Im new to this whole woodworking thing. Got my first table saw and been practicing to saw straight boards so I could glue them together. Aint that easy 
So I got few board with gaps. My question would be: Can you work with boards with small gaps (I attached photo of board with gap) or should it be a perfectly match and I should straighten them?
*My post looks a bit messy... :wheelchair:


----------



## Steve Neul (Sep 2, 2011)

Personally I don't believe in gluing together sawn wood. The edges should be machined on a jointer prior to being glued together. The joint depends on the wood being tightly together and the coarseness of the saw cut prevents this. If you are going to do this you need to eliminate the gaps between the boards. Otherwise a lot of pressure would be needed to force the wood together. How ever much pressure needed to force the wood together is how much stress the wood will be putting on it to pull the joint apart. The best way to make a glue joint on a table saw is to make a sled to keep the wood straight against the fence. It also helps to use a really sharp blade. Any deflection of the blade when ripping the parts will cause the joint not to be straight.


----------



## FrankC (Aug 24, 2012)

Rather than going through it all again, maybe read through here first:
http://www.woodworkingtalk.com/f5/struggling-edge-jointing-145938/


----------



## woodnthings (Jan 24, 2009)

*here's the best tip*

Your table saw will NOT saw a straight edge on a board with a curved edge against the fence. So now what? You must start with a straight edge to get straight edges on the cut piece. So how do you do that? ....
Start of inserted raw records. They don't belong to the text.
PR #64443, opened 2025-10-23
[Enhancement] disable collecting table stats when single iceberg/deltalake table

dirtysalt:
## Why I'm doing:

Since we enable collecting table stats from iceberg by default. https://github.com/StarRocks/starrocks/pull/64140. Every query will trigger collecting table stats.

But somehow, it's not reasonable if you just query a single table. And this is especially necessary if user just wants to preview data using `select * from T limit 10`.  if T is a very large table, then it  will take a long time to collect table stats but it's unnecessary.

## What I'm doing:

This PR is to:
- analyze query how many updated tables and source tables
- when query table stats of a iceberg table, and # of source table is 1, just return default row count.
- this could also works for delta lake table I think.

Fixes #issue

## What type of PR is this:

- [ ] BugFix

Use a "straight line rip jig"

Here's what it looks like and how it works:
I made two sizes,one long enough for 8 footers and a 54" for shorter boards. I used 1/4" hardboard for the bottom and a 1 X 3" piece of Oak for the toggles to mount on. It looks like this:
   


Used the straight edge of a piece of Masonite to register against the fence, added a Oak 1 X 2 1/2" for support and some hold downs and off I went.....




Once I had one edge straight lined, I ripped the other edge parallel just using the fence alone. I worked great. :thumbsup:


----------



## Cynical Roland (Sep 12, 2016)

The "funny" thing is, that I made two straight edege boards and then decided to saw one in half against the fence. So the wider board from the photo is straight and the the smaller one.. well thats the result of splitting. I assume its lack of skill and practice. Then I started thinking I know nothing about mistakes and errors, can there be 1mm there and here or it cant. Just like the guy from previous post "*Struggling with edge jointing" *
Thanks for the information guys, it helped me. Much appreciated.


----------